Here's the deal. I took the Miller Analogy Test (MAT) in 2007. I scored in the 97th percentile. I was admitted to Mensa and my doctoral program of choice (Loyola Chicago). However, I withdrew from the doctoral program upon realizing it was excessively research-based, rather than clinically focused as advertised. I then committed myself to five years post-MSW experience in the field, as is customary (usually) for admission preparation for doctoral study.
THAT SAID:
I am in the process of applying (currently just waiting, actually, since I took the GRE yesterday) for a new doctoral program of choice. This is a strictly clinical DSW (Doctor of Social Work) program, rather than a dodgy "it has 'philosophy' in the title; it might be more research-heavy than you think" Ph.D, like last time.

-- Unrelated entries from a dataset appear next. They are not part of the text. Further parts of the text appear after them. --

PR #262, opened 2019-03-18
Refactoring/aws/sqs

misg:
This PR aims to migrate AWS SQS service to the new architecture, as part of #183.


ScoutSuite/providers/aws/resources/sqs/service.py
```diff
@@ -0,0 +1,39 @@
...
+        # TODO: parallelize this async loop:
+        for queue_url in queue_urls:
+            id, queue = await self._parse_queue(queue_url)
+            self[id] = queue
+
+    async def _parse_queue(self, queue_url):
+        queue = {'QueueUrl': queue_url}
+        attributes = await self.facade.sqs.get_queue_attributes(
+            self.scope['region'], queue_url, ['CreatedTimestamp', 'Policy', 'QueueArn', 'KmsMasterKeyId']
+        )
```
Aboisier: In my other PRs, I usually tried to put all the API calls in the facade call. This way, all the data is retrieved at the same place (in the facade), and the parse method really only does parsing. I think it's a good convention to follow, it respects the separation of concerns principle.

misg: You're perfectly right (and to be honest, I wasn't really satisfied with that)! I just fixed the separation of concerns. :)

misg:
> Looks good! I didn't approve right away because think it's really important to separate the concerns. Also the build is broken what's up with that.

image
:sob:

PR #264, opened 2019-03-18
Refactoring/aws/iam

Aboisier:
This PR migrates the IAM service to the new architecture, see #183 .

EDIT:
The resources count changed a bit because inline policies were included in the policies count. This did not make sense because, in the dropdown, you would see, _Policies (17)_, (15 managed policies and 2 inline, for example), but the policies page would only show the managed policies.


ScoutSuite/providers/aws/facade/iam.py
```diff
@@ -0,0 +1,203 @@
...
+                    'name', profile['InstanceProfileName'])
+
+            # Get trust relationship
+            role['assume_role_policy'] = {}
+            role['assume_role_policy']['PolicyDocument'] = role.pop(
+                'AssumeRolePolicyDocument')
+
+        return roles
+
+    async def get_password_policy(self):
```
vifor2: It was likely already like this before you moved it, but this method doesn't have a `_` in front of it while other getters have one it seems :sweat_smile:

ScoutSuite/providers/aws/provider.py
```diff
@@ -78,7 +78,7 @@ def preprocessing(self, ip_ranges=None, ip_ranges_name_key=None):
 
         self._add_cidr_display_name(ip_ranges, ip_ranges_name_key)
         self._merge_route53_and_route53domains()
-        self._match_iam_policies_and_buckets()
+        # self._match_iam_policies_and_buckets() # TODO: Uncomment this!
```
vifor2: :thinking_face: j/k this can be done afterwards :slightly_smiling_face:

ScoutSuite/providers/aws/facade/utils.py
```diff
@@ -8,25 +8,34 @@ class AWSFacadeUtils:
...
         for page in paginator:
-            resources.extend(page[key])
+            for entity in entities:
+                resources[entity].extend(page[entity])
 
         return resources
 
     @staticmethod
-    def get_client(service: str, region: str, session: boto3.session.Session):
+    def get_client(service: str, session: boto3.session.Session, region: str = None):
```
vifor2: Only leaving picky insignificant comment because I want you to know someone read your ~50 commits PR :heart: There shouldn't be a space in front or after the equals sign I believe : `str=None`

ScoutSuite/providers/aws/facade/iam.py
Aboisier: The `_` is a convention (defined in PEP 8) which means _"you shouldn't use this outside of this class"_, or _"for internal use only"_, by opposition. This getter is used by `PasswordPolicy`'s `fetch_all`, hence the non-prefixed name.

ScoutSuite/providers/aws/provider.py
Aboisier: Woopsi, good think I put a todo hehe! Thanks!

ScoutSuite/providers/aws/facade/utils.py
Aboisier: WOW thanks, means a lot 💓 . 
```suggestion
    def get_client(service: str, session: boto3.session.Session, region: str=None):
```

Aboisier:
> 💯 💯 💯
Thanks for the review!

> EDIT: Except for the part where the tests now fail image May need to merge @misg's refactor of ELBv2 into this branch to solve the issue : `ImportError: No module named 'ScoutSuite.providers.aws.services.elbv2'`

It was just a bad merge actually. :'(

ScoutSuite/providers/aws/facade/utils.py
```diff
@@ -38,5 +47,5 @@ def get_client(service: str, region: str, session: boto3.session.Session):
         """
 
         # TODO: investigate the use of a mutex to avoid useless creation of a same type of client among threads:
-        client = session.client(service, region_name=region)
+        client = session.client(service, region_name=region) if region is not None else session.client(service)
```
misg:
```suggestion
        client = session.client(service, region_name=region) if region else session.client(service)
```

ScoutSuite/providers/aws/resources/iam/service.py
```diff
@@ -0,0 +1,134 @@
...
+
+    async def fetch_all(self, credentials, regions=None, partition_name='aws'):
+        # TODO: This should not be set here, the facade should be injected and already authenticated
+        self.facade._set_session(credentials)
+        await self._fetch_children(self, {})
+
+        # We do not want the report to count the password policies as resources, they aren't really resources.
+        self['password_policy_count'] = 0
+
+    async def finalize(self):
```
misg: I think this function could be non-async?

ScoutSuite/providers/aws/resources/iam/users.py
```diff
@@ -0,0 +1,20 @@
+from ScoutSuite.providers.aws.resources.resources import AWSResources
+
+
+class Users(AWSResources):
+    async def fetch_all(self, **kwargs):
+        raw_users = await self.facade.iam.get_users()
+        for raw_user in raw_users:
+            name, resource = self._parse_user(raw_user)
+              
+            if name in self:
```
misg: Can we really end up with duplicates in `raw_users` ?!

ScoutSuite/providers/aws/resources/iam/service.py
Aboisier: It could indeed, but it is awaited (in the base provider I think), so if I remove the async, we'll get a _"can't await None"_ or some error like that.

ScoutSuite/providers/aws/resources/iam/users.py
Aboisier: I'm not sure... it was like that before, so I left it. :/ Do you think we should remove this?

ScoutSuite/providers/aws/facade/iam.py
```diff
@@ -0,0 +1,203 @@
...
+        client = AWSFacadeUtils.get_client('iam', self.session)
+        response = client.generate_credential_report()
+
+        if response['State'] != 'COMPLETE':
+            print_error('Failed to generate a credential report.')
+            return []
+
+        report = client.get_credential_report()['Content']
+
+        # The report is a CSV string. The first row contains the name of each column. The next rows
```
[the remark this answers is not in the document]
Aboisier: Yea, I hesitated with this one, but since AWS's output is very sketchy (aka a CSV, for real?), I decided to at least parse the CSV. This way, the facade returns a nice object the caller can work with.

ScoutSuite/providers/aws/resources/iam/users.py
misg: Nevermind, let's not remove it to avoid unexpected side effects...

PR #270, opened 2019-03-20
Refactoring/aws/s3

Aboisier:
This PR migrates S3 to the new architecture, see #183 .

What changed (apart from like changing the architecture):
- I removed a property named `logging_stuff` which contained what I identified as both redundant and irrelevant data.
- About 100 lines of dead code were removed


ScoutSuite/providers/aws/facade/s3.py
```diff
@@ -0,0 +1,185 @@
...
+from ScoutSuite.providers.utils import run_concurrently
+from ScoutSuite.providers.utils import get_non_provider_id
+from ScoutSuite.core.console import print_error, print_exception
+
+
+class S3Facade(AWSBaseFacade):
+
+    async def get_buckets(self):
+        client = AWSFacadeUtils.get_client('s3', None, self.session)
+        buckets = (await run_concurrently(lambda: client.list_buckets()))['Buckets']
```
misg:
```suggestion
        buckets = (await run_concurrently(client.list_buckets))['Buckets']
```

ScoutSuite/providers/aws/facade/s3.py
```diff
@@ -0,0 +1,185 @@
...
+
+        for bucket in buckets:
```
misg: I think this loop should be parallelized, Xavier told us about an AWS account with millions of buckets.. Parallelizing the fetching of all these attributes should be necessary.

ScoutSuite/providers/aws/resources/s3/service.py
```diff
@@ -0,0 +1,52 @@
+from ScoutSuite.providers.aws.facade.facade import AWSFacade
+from ScoutSuite.providers.aws.resources.regions import Regions
+from ScoutSuite.providers.aws.resources.resources import AWSResources, AWSCompositeResources
+
+from ScoutSuite.providers.utils import get_non_provider_id
+
+
+class Bucket(AWSResources):
```
misg:
```suggestion
class Buckets(AWSResources):
```

ScoutSuite/providers/aws/resources/s3/service.py
```diff
@@ -0,0 +1,52 @@
...
+        raw_bucket['CreationDate'] = str(raw_bucket['CreationDate'])
+
+        # # If requested, get key properties
+        raw_bucket['id'] = get_non_provider_id(raw_bucket['name'])
+        return raw_bucket['id'], raw_bucket
+
+
+class S3(AWSCompositeResources):
+    _children = [
+        (Bucket, 'buckets')
```
misg:
```suggestion
        (Buckets, 'buckets')
```

ScoutSuite/providers/aws/facade/s3.py
misg: (I can take care of this one, if you want.)

ScoutSuite/providers/aws/resources/s3/service.py
Aboisier: Dammit. This convention makes so much sense, but it's so easy to forget.

ScoutSuite/providers/aws/facade/s3.py
Aboisier: I think I would leave a todo and come back to later. We'll have to do some batching because it wouldn't be smart to start 1 million requests simultaneously. I'm going to try and create a generic equivalent of `run_concurrently` for task lists.

j4v: @Aboisier sounds good. If it's something you'll leave to the side please open an issue to track it. There's enough forgotten `TODO`s in the code as is!

Aboisier: We've been leaving a lot of Todos, we plan to address them all before we merge the refactoring branch, don't worry!

Issue #14, opened 2018-07-03
"Backup disabled" shouldn't be flagged for read-only replicas for RDS


imsky:
If a read replica's backup period is modified, the following message can appear: "DB Backups not supported on a read replica for engine postgres"

PR #271, opened 2019-03-21
Refactoring/aws/rds

Aboisier:
This PR migrates RDS to the new architecture, see #183 .

Here are some side effects of the migration:
* The data structure now contains _vpcs_ even if there are no resources.


j4v:
@Aboisier as part of this PR could you please confirm/resolve the following open issue https://github.com/nccgroup/ScoutSuite/issues/14?

PR #274, opened 2019-03-21
Refactoring/aws/dynamodb

Aboisier:
This PR migrates DynamoDB to the new architecture, see #183 . This is part of a proprietary feature, please also review the [proprietary PR](https://github.com/nccgroup/ScoutSuite-Proprietary/pull/116).

**Interesting stuff:**
~The get for one table requires 3 API calls (getting the table info, the manual backups info and the continuous backups). I batched the requests instead of just parallelizing all the requests. This will mitigate the risk of being throttled.~
EDIT: The batching was actually reverted. We realized the number of concurrent requests was already limited by the number of threads, so this became superfluous.

### DIFF
--- a/ScoutSuite/providers/aws/configs/services.py
+++ b/ScoutSuite/providers/aws/configs/services.py
@@ -24,11 +24,11 @@ from ScoutSuite.providers.base.configs.services import BaseServicesConfig
 
 try:
     from ScoutSuite.providers.aws.services.config_private import ConfigConfig
-    from ScoutSuite.providers.aws.services.dynamodb_private import DynamoDBConfig
+    from ScoutSuite.providers.aws.resources.dynamodb.service_private import DynamoDB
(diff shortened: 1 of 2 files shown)


ScoutSuite/providers/aws/configs/services.py
```diff
@@ -23,12 +23,12 @@
...
 
 try:
+    from ScoutSuite.providers.aws.resources.dynamodb.service_private import DynamoDB
     from ScoutSuite.providers.aws.resources.config.service_private import Config
-    from ScoutSuite.providers.aws.services.dynamodb_private import DynamoDBConfig
     from ScoutSuite.providers.aws.services.kms_private import KMSConfig
 except ImportError:
-    ConfigConfig = None
-    DynamoDBConfig = None
+    Config = None
```
vifor2: Bye bye ConfigConfig :heart_eyes:

Issue #256, opened 2019-03-14
Managed policies count in IAM users report is wrong


Aboisier:
Managed policies count in IAM users report is wrong. I expected one, but it was zero.

![image](https://user-images.githubusercontent.com/6698529/54325024-92386c80-45d6-11e9-8375-c87ae2a45e73.png)

Aboisier:
Can we close this? Seems like it was imlemented in #277?

Issue #254, opened 2019-03-13
Inline policies in IAM groups are written weirdly big


Aboisier:
The image is pretty self-explanatory.

![image](https://user-images.githubusercontent.com/6698529/54314196-66ef5680-45b1-11e9-9736-54011897b59d.png)

Aboisier:
Can we close this? Seems like it was imlemented in #277?

Issue #253, opened 2019-03-13
Users do not appear in IAM groups


Aboisier:
When scanning IAM and viewing the groups in the report, the users' list is always empty, although the json is not.

![image](https://user-images.githubusercontent.com/6698529/54312830-483b9080-45ae-11e9-9c15-51f88e04267a.png)

Aboisier:
Can we close this, since it was imlemented in #277?

Issue #247, opened 2019-03-12
Fix broken collapsibles


vifor2:
There are quite a few collapsibles, at least on the AWS side that could be fixed or improved, here's a list of things to fix. Bare in mind that since I am working of a very fresh AWS account there aren't many ressources on it and therefore I am not testing all pages at the moment.

- [x] EC2 instances : the section *Network interfaces* is opened by default and pressing on the *Details* button causes it to close and then open almost instantly, afterwards it works as intended.
- [x] ELBv2 load balancers : the *Security groups* section has a button with the count of number of security groups in it, but clicking it launches an error in the console rather than making the section appear : `DOMException: Failed to execute 'querySelector' on 'Document': '#services.elbv2.regions.us-east-2.vpcs.vpc-d4f3****.lbs.5ca81197d3d5***********************************.security_groups' is not a valid selector.`
- [x] VPC vpcs : pressing on the number in the section *Network ACLs* does not make something appear, but does not throw an error either, is this intended? If so the button shouldn't suggest it is clickable (e.g. not change the cursor to a hand), else it should make the appropriate information appear.
- [x] S3 buckets : same issue as previous one for the sections *Groups with access via IAM policies* and *Roles with access via IAM policies*.

j4v:
While they appear to be buttons/collapsibles they aren't / shouldn't be, no? Those are just counters.

Also seeing that `Details` collapsible for AWS IAM Roles acts oddly in Chrome, sometimes you need to refresh for it to open/close.

Aboisier:
Can we close this? Seems like it was imlemented in #277?

PR #277, opened 2019-03-22
Enhancement/UI improvements/fixes

j4v:
Working on a few UI improvements. So far:

Modified https://github.com/nccgroup/ScoutSuite/blob/master/ScoutSuite/output/data/html/partials/accordion_policy.html so that it takes header size and `<samp></samp` as optional parameters, and adds `<code></code>` automatically.

Screenshot:
sc_2019-03-22_16h18m02s

Resolves https://github.com/nccgroup/ScoutSuite/issues/254

Correctly list IAM group user count and list members:

sc_2019-03-22_16h57m46s

Resolves https://github.com/nccgroup/ScoutSuite/issues/253

Correctly count Managed Policies:

sc_2019-03-22_17h08m12s

Resolves https://github.com/nccgroup/ScoutSuite/issues/256

Modified the appearance of the counter badges so that it's clear they aren't buttons (was quite confusing to people):

sc_2019-03-22_17h17m38s

Fix broken collapsible as described in https://github.com/nccgroup/ScoutSuite/issues/247:

sc_2019-03-22_19h03m58s

Latest commits should fix all occurrences of https://github.com/nccgroup/ScoutSuite/issues/247.

### DIFF
--- a/ScoutSuite/output/data/html/partials/accordion_policy.html
+++ b/ScoutSuite/output/data/html/partials/accordion_policy.html
@@ -1,11 +1,11 @@
     <!-- Policy partial -->
     <script id="accordion_policy.partial" type="text/x-handlebars-template">
       <div class="accordion">
-          <h4 class="list-group-item-heading accordion-heading"><samp>{{name}}</samp>
-          <a class="accordion-toggle collapsed" data-toggle="collapse" href="#{{escape_dots policy_path}}">
-            <span class="badge float-right btn-info">Details</span>
-          </a>
-        </h4>
+          <{{#if heading}}{{heading}}{{else}}h4{{/if}} class="list-group-item-heading accordion-heading">{{#samp}}<samp>{{/samp}}{{name}}{{#samp}}</samp>{{/samp}}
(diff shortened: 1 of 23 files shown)


j4v:
This should fix all the broken collapsibles as well as a number of UI bugs.

The only thing I wasn't able to solve was the S3 Bucket ACLs table which spills outside of the margin:

sc_2019-03-22_19h21m33s

@vifor2 could you have a look at that? I believe you've played with this code before.

j4v:
Also fixed the "Usage" output as raised in https://github.com/nccgroup/ScoutSuite/issues/12.

vifor2:
> The only thing I wasn't able to solve was the S3 Bucket ACLs table which spills outside of the margin:
> 
> sc_2019-03-22_19h21m33s
> 
> @vifor2 could you have a look at that? I believe you've played with this code before.

Yeah sure

vifor2:
Bucket name is now trimmed by default, user can click on the name to expand it and the overflow is viewable by using the horizontal scroll bar.
image

Issue #104, opened 2019-01-17
More user feedback when using the --service flag


Aboisier:
If the user writes an invalid service when using the `--service` flag (for example he/she writes `EC2` instead of `ec2`), all the services are scanned and there is no feedback.

It would be interesting to give the user some feedback. For example: 
> The `EC2` service does not exist. Here are the available services: ec2, cloudwatch, ...

j4v:
Agreed, and listing existing services would be great, it's not trivial to find the options at the moment.

PR #278, opened 2019-03-23
Fix for https://github.com/nccgroup/ScoutSuite/issues/104

j4v:
This is a fix for https://github.com/nccgroup/ScoutSuite/issues/104. 

I've put the path at the `ScoutSuite/providers/base/provider.py` level so it is dynamic/multi-provider. Ideally this should be done during argument parsing, but we don't know the list of available services at that time (without a hack).

Result:
sc_2019-03-23_19h10m21s


j4v:
Closing this one as tracked in https://github.com/nccgroup/ScoutSuite/pull/281 with a few fixes.

Issue #1, opened 2018-10-25
crash analytics github template


j4v:
When the application runs with errors, it should generate an anonymized GH-friendly template that can be pasted in a new issue and help remediation.

j4v:
Implemented in https://github.com/nccgroup/ScoutSuite/pull/281.

PR #281, opened 2019-03-24
Refactoring CLI Output

j4v:
This PR tracks a work in progress branch to refactor Scout's CLI output using coloredlogs.

Will look something like this:

sc_2019-03-24_19h56m25s

The implementation will be a bit less verbose then the current one as it will not output resource count (the "dynamic" count it fake anyway, and a list of resources can now be accessed through https://github.com/nccgroup/ScoutSuite/pull/279).

Instead of outputting stack traces during execution, these will be written to a file at the end of execution. This will also allow implementing https://github.com/nccgroup/ScoutSuite/issues/1.


j4v:
I think we can merge the current state of this PR even though it's still WIP @misg @Aboisier.

Normal run (for a refactored & a non-refactored service):

sc_2019-03-25_11h46m30s

Run with `--debug`, includes stacktrace:

sc_2019-03-25_11h47m24s

The exceptions (with additional context when provided) are written to disk:

sc_2019-03-25_11h46m41s

ScoutSuite/__init__.py
```diff
@@ -7,12 +7,14 @@
 EXCEPTIONS = 4242
 HTMLREPORT = 424242
 AWSRULESET = 42424242
+ERRORSLOG = 4242424242
```
Aboisier: I feel like the 42 thing won't scale very well. Maybe we should start using legit error codes hehe.

ScoutSuite/core/console.py
```diff
@@ -4,53 +4,68 @@
...
     global verbose_exceptions
     if verbose_exceptions:
-        print_error(str(traceback.format_exc()))
-    elif not debug_only:
-        print_error(str(e))
+        logger.exception(str)
+    else:
+        logger.error(str)
+
+    # logger.error('{} L{}: {}'.format(fname, exc_tb.tb_lineno, exception))
```
Aboisier: Why is this commented?

ScoutSuite/__init__.py
j4v: Well considering it's absurde origin (https://en.wikipedia.org/wiki/The_Hitchhiker%27s_Guide_to_the_Galaxy#The_Hitchhiker's_Guide_to_the_Galaxy)...

vifor2: :+1: for legit error codes pl0x

Aboisier: I am aware of the origin, great book, still think we should use legit error codes 😂

misg:
(The build was broken, I fixed the tests, there was a failing import because of this refactoring.)

ScoutSuite/__init__.py
j4v: Oh I completely agree, it's ridiculous. I'll do a bit of refactoring on this because it's not actually an error code / actually useful.

j4v:
@Aboisier got rid of the error codes as they were useless. Used it as an opportunity to make a few provider-agostic improvements.

@misg thanks for fixing the tests :fist_right:

j4v:
Merged https://github.com/nccgroup/ScoutSuite/pull/278:

sc_2019-03-26_10h10m16s

misg:
Would you need some help to resolve the conflicts with `refactoring/resource-configs`? Looks like there're a lot of them. :grimacing:

j4v:
> Would you need some help to resolve the conflicts with `refactoring/resource-configs`? Looks like there're a lot of them.

Should be OK now, there weren't any actual conflicts - I had branched out of an outdated local version of  `refactoring/resource-config`.

PR #286, opened 2019-03-27
Make the fetching of azure resources really concurrent

misg:
I just discovered that the azure python sdk that we use in our azure facades always return a custom iterator when the result of an API request is a collection of items. In fact, this custom iterator wraps a custom paginator that enables to fetch resources in a "lazy" way, making API calls only when necessary (e.g. only when truly iterating over that custom iterator).
Since our azure facades were always returning this kind of custom iterator, it means that all the API calls made for fetching the resources were actually done sequentially, outside the thread pool...

This PR fixes that, making the fetching of azure resources really concurrent (by simply enforcing iteration over those custom iterators, using python builtin `list()`).

Same PR applies to the [proprietary repository](https://github.com/nccgroup/ScoutSuite-Proprietary/pull/119).

### DIFF
--- a/ScoutSuite/providers/azure/facade/keyvault.py
+++ b/ScoutSuite/providers/azure/facade/keyvault.py
@@ -7,4 +7,6 @@ class KeyVaultFacade:
         self._client = KeyVaultManagementClient(credentials, subscription_id)
 
     async def get_key_vaults(self):
-        return await run_concurrently(self._client.vaults.list_by_subscription)
+        return await run_concurrently(
+            lambda: list(self._client.vaults.list_by_subscription())
+        )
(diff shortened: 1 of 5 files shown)


j4v:
Nice find! What's the impact when the amount of resources is greater then what the iterator usually return? I imagine if there are thousands of resources, casting to a list might get out of hands?

misg:
> Nice find! What's the impact when the amount of resources is greater then what the paginator returns on each request? I imagine if there are thousands of resources, casting to a list won't return all the elements?

Azure SDK paginators are actually transparent to us, the SDK return custom iterators that enable us to iterate over all the results (from some elements to millions of elements). So in case of thousands/millions of resources, casting to a list will return all elements.
The main drawback I can see with this approach is that casting to a list when you got thousands (let's say more than `50 000`) of items will necessarily be slow (even though it will happened in a dedicated thread and not impact parallel fetching operations on other resources)... But It's definitely better than doing things sequentially and I think it's a good start to begin with and see how it will scale.

PR #288, opened 2019-03-27
Improve concurrent support for AWS services

Aboisier:
This PR aims to address the `TODO`s left during the refactoring (#183).


misg:
In the end, this PR mainly aims to improve concurrent support for all the fetching done for AWS services. This is done mainly by refactoring the code so to use the new function `get_and_set_concurrently` that easily enable to fetch and set concurrently all attributes related to a specific kind of resource.

Aboisier:
Approved,  @misg !

PR #842, opened 2022-10-04
Add torchaudio to Windows wheels

kit1980:
To build torchaudio on Windows, new workflow parameter is added `inputs.build-params` - to put into command line after `python setup.py bdist_wheel`.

I took the GRE yesterday and at 29 years old, nearly threw a legitimate temper tantrum upon reading my results. I scored a 610 in VERBAL, and 420 (save the pot jokes!) in quantitative. WHO SCORES THAT WAY??? I know I will get a 5.5 or 6 on writing; that's always been my strong suit, thankfully. But honestly- my verbal score is a good 55 points above the average verbal score of graduate students at HARVARD. What the hell is my quantitative score all about? Granted, I haven't taken math since I was an undergraduate in 2004, but....seriously? I don't score below average on tests, and I totally just did on that math section. But apparently I'm some sort of nutty-ass, right-brained, linguistic genius (well, not "genius," but somehow higher than ALL THE AVERAGE IVY LEAGUE VERBAL SCORES), and a lost cause with numbers. That's what frustrates me, though- I am GOOD at math! I don't know what happened, except that I was up until 4 AM "studying," and I was tired. That has never affected me before.
Regardless, I had very little difficulty brushing up on my math the night before the test. When I tested, however, it was not really what I expected per the GRE practice material from the website. No excuses, that crap on the test isn't hard! I don't know WHAT I did! It just seemed like all the elements of math at which I'm really good (algebra, geometry...anything NOT exclusively word problems!) were not on my test. I had 28 word problems, basically, and I realized I wasn't going to finish on time; I ended up clicking random answers, hoping for probability to fall in my favor more than it should for 15 x a 25% chance of a correct response. Alas. I guess I should never play the lottery.
Oh, and SCREW THE GRE! If my school wanted something that showed I am disproportionately good at verbal things and not-so-genius at math, they could have ACCEPTED MY MAT SCORE like I requested! It basically states the exact same thing, except even the MAT score was a little higher than the GRE verbal, and that test is *harder!*
Some things just make no sense to me.